Second, in contemporary governance, the rule of law is largely accepted as an aspirational ideal and yet there remains debate over its foundations and content. As a result, the rule of law's claim to neutrality sits uneasily with visions of social and economic justice, on both a local and a global scale. Nevertheless, the rule of law's potential as a guarantor of political stability, economic growth, and even democracy, has put it in the vanguard of international aid and development programs. The second perspective therefore requires us to study the rule of law in global context and, in particular, examine the relationship between governance and the rule of law - especially in post-conflict or transitional states.

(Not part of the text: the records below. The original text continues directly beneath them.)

PR #959, opened 2025-02-12
Create simple map node test

dvargas92495:
I was noticing a few issues with map nodes until realizing that we don't have map node tests. I assume bc it was a bit tricky to get one online, and I plan to followup with some cleanup to make it a bit easier

### DIFF
--- a/ee/codegen/src/__test__/nodes/__snapshots__/map-node.test.ts.snap
+++ b/ee/codegen/src/__test__/nodes/__snapshots__/map-node.test.ts.snap
@@ -1,0 +1,50 @@
+// Vitest Snapshot v1, https://vitest.dev/guide/snapshot.html
+
+exports[`MapNode > basic > map node display file 1`] = `
+"# flake8: noqa: F401, F403
+
+from uuid import UUID
+
+from vellum_ee.workflows.display.nodes import BaseMapNodeDisplay
+from vellum_ee.workflows.display.nodes.types import NodeOutputDisplay, PortDisplayOverrides
+from vellum_ee.workflows.display.vellum import NodeDisplayData, NodeDisplayPosition
+
+from ....nodes.map_node import MapNode
+from .nodes import *
+from .workflow import *
+
+
+class MapNodeDisplay(BaseMapNodeDisplay[MapNode]):
+    label = "Map Node"
+    node_id = UUID("14fee4a0-ad25-402f-b942-104d3a5a0824")
+    target_handle_id = UUID("3fe4b4a6-5ed2-4307-ac1c-02389337c4f2")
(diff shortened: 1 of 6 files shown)


marlenc3 (approved):
🔥

ee/codegen/src/__test__/nodes/__snapshots__/map-node.test.ts.snap
```diff
@@ -0,0 +1,50 @@
...
+class MapNodeDisplay(BaseMapNodeDisplay[MapNode]):
+    label = "Map Node"
+    node_id = UUID("14fee4a0-ad25-402f-b942-104d3a5a0824")
+    target_handle_id = UUID("3fe4b4a6-5ed2-4307-ac1c-02389337c4f2")
+    node_input_ids_by_name = {"items": UUID("f34872c2-5c0e-45a3-b204-3af22d1028d3")}
+    output_display = {
+        MapNode.Outputs.final_output: NodeOutputDisplay(
+            id=UUID("edd5cfd5-6ad8-437d-8775-4b9aeb62a5fb"), name="final-output"
+        )
+    }
```
dvargasfuertes, line 26: This is bug one that I want to follow up with. We are hallucinating `final_output` here

ee/codegen/src/__test__/nodes/__snapshots__/map-node.test.ts.snap
```diff
@@ -0,0 +1,50 @@
...
+    items = [
+        "apple",
+        "banana",
+        "cherry",
+    ]
+    subworkflow = MapNodeWorkflow
+    max_concurrency = 4
+
+    class Outputs(BaseMapNode.Outputs):
+        pass
```
dvargasfuertes, line 48: This is a second followup. We no longer need to generate these outputs classes

ee/codegen/src/generators/nodes/bases/nested-workflow-base.ts
```diff
@@ -23,6 +23,10 @@ export abstract class BaseNestedWorkflowNode<
   protected abstract getInnerWorkflowData(): WorkflowRawData;
 
   constructor(args: BaseNode.Args<T, V>) {
+    console.log(
```
dvargasfuertes: damn, will remove

ee/codegen/src/context/workflow-context/workflow-context.ts
```diff
@@ -193,6 +193,7 @@ export class WorkflowContext {
       workflowRawEdges,
       codeExecutionNodeCodeRepresentationOverride:
         this.codeExecutionNodeCodeRepresentationOverride,
+      strict: this.strict,
```
dvargasfuertes, line 196: needed to prop drill this down

NgoHarrison (commented):
✅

Third, in the practice of law, the rule of law is subject to invocation in a world that international lawyers have come to describe as increasingly fragmented and decentralized. The emergence of regulatory regimes, for example in environmental protection, food security, finance, aviation and product safety, challenges the idea of sovereign states as the foundation for an international rule of law. To understand legal practice in this transnational regulatory field requires us to address process as well as the substance of rules; their function and not just their content. The third perspective will thus provide an opportunity for students to engage with specific case studies in more detail, to develop a better understanding of how the increasing globalization of rules of law raises problems for legal certainty through conflicts of law and poses questions of transnational legality in novel forms of norm creation, rule administration and dispute resolution.

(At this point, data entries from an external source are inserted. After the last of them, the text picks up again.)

PR #962, opened 2025-02-12
Setup test for map node displays

dvargas92495:
- [x] Found some issues in subworkflow output contexts that I want to clean up first

### DIFF
--- a/ee/codegen/src/__test__/nodes/__snapshots__/map-node.test.ts.snap
+++ b/ee/codegen/src/__test__/nodes/__snapshots__/map-node.test.ts.snap
@@ -48,3 +48,55 @@ class MapNode(BaseMapNode):
         pass
 "
 `;
+
+exports[`MapNode > with additional output > map node display file 1`] = `
+"# flake8: noqa: F401, F403
+
+from uuid import UUID
+
+from vellum_ee.workflows.display.nodes import BaseMapNodeDisplay
+from vellum_ee.workflows.display.nodes.types import NodeOutputDisplay, PortDisplayOverrides
+from vellum_ee.workflows.display.vellum import NodeDisplayData, NodeDisplayPosition
+
+from ....nodes.map_node import MapNode
+from .nodes import *
+from .workflow import *
+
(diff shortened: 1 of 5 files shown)


ee/codegen/src/context/workflow-output-context.ts
```diff
@@ -32,25 +31,6 @@ export class WorkflowOutputContext {
     this.name = this.getOutputVariableName();
   }
 
-  public getOutputNodeId(): string {
```
dvargasfuertes, line 35: no longer used

ee/codegen/src/__test__/nodes/__snapshots__/map-node.test.ts.snap
```diff
@@ -35,6 +35,58 @@ exports[`MapNode > basic > map node file 1`] = `
...
+from .workflow import *
+
+
+class MapNodeDisplay(BaseMapNodeDisplay[MapNode]):
+    label = "Map Node"
+    node_id = UUID("14fee4a0-ad25-402f-b942-104d3a5a0824")
+    target_handle_id = UUID("3fe4b4a6-5ed2-4307-ac1c-02389337c4f2")
+    node_input_ids_by_name = {"items": UUID("f34872c2-5c0e-45a3-b204-3af22d1028d3")}
+    output_display = {
+        MapNode.Outputs.first_output: NodeOutputDisplay(
```
dvargasfuertes, line 72: we were previously always generating `final_output` 😬

ee/codegen/src/generators/nodes/map-node.ts
```diff
@@ -158,43 +154,47 @@ export class MapNode extends BaseNestedWorkflowNode<
   }
 
   protected getOutputDisplay(): python.Field {
```
dvargasfuertes, line 156: this method is now exactly the same as `InlineSubworkflowNode.getOutputDisplay()`. May be worth pulling up in a fast follow

marlenc3:
✅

2 Credits. Evaluation: Class Participation (25%); Reaction Paper (25%); Final take-home exam (8 hours) (50%).

Transnational Environmental Law

Julián López-Murcia, Pontificia Universidad Javeriana

This course analyses some of the central themes impacting on transnational environmental regulation. The first part is an introductory section that examines the theories of regulation, regulatory strategies (e.g. emission trading), regulation and development, and multi-level regulation. The second part examines the global and international regulation, the main challenges of the international environmental negotiations (particularly regarding climate change), the role of both science and ethics in environmental regulation, and environmental justice.

2 Credits. Evaluation: Class Participation (20%); Final Paper of 3,500 words (80%).

Transnational Securities Law

Ann O'Connell, University of Melbourne
Marcel Peeters, University of Amsterdam

Traditionally, shares and bonds were held and traded as certificates. Modern securities, however, are dematerialized or immobilized and investors' rights with respect to such securities are represented by book-entries. Most book-entry securities are held through chains of intermediaries and these chains often cross borders because of the globalization of finance. This course will consider the various legal issues that may arise in relation to intermediated securities within the transnational framework provided by the 2009 UNIDROIT Convention on Substantive Rules for Intermediated Securities and the 2006 Hague Convention on the Law Applicable to Certain Rights in Respect of Securities held with an Intermediary.

Derivatives law is to a large extent harmonized through the use of standardized contract documentation, which may be viewed as a financial lex mercatoria. Two important elements of this transnational system of private law are close-out netting and collateralization. The course will analyze these legal techniques with reference to the 2013 UNIDROIT Principles on the Operation of Close-Out Netting Provisions and to Chapter V, 'Special provisions in relation to collateral transactions', of the 2009 UNIDROIT Convention.

Securities and derivatives infrastructures, such as central securities depositories and clearinghouses, are increasingly subject to regulation and supervision, as reflected, for example, in the 2012 CPSS/IOSCO Principles for Financial Markets Infrastructures. These developments will also be considered during the course.

3 Credits. Evaluation: Class Participation and In-Class Exercises (30%); In-Class Exam (70%).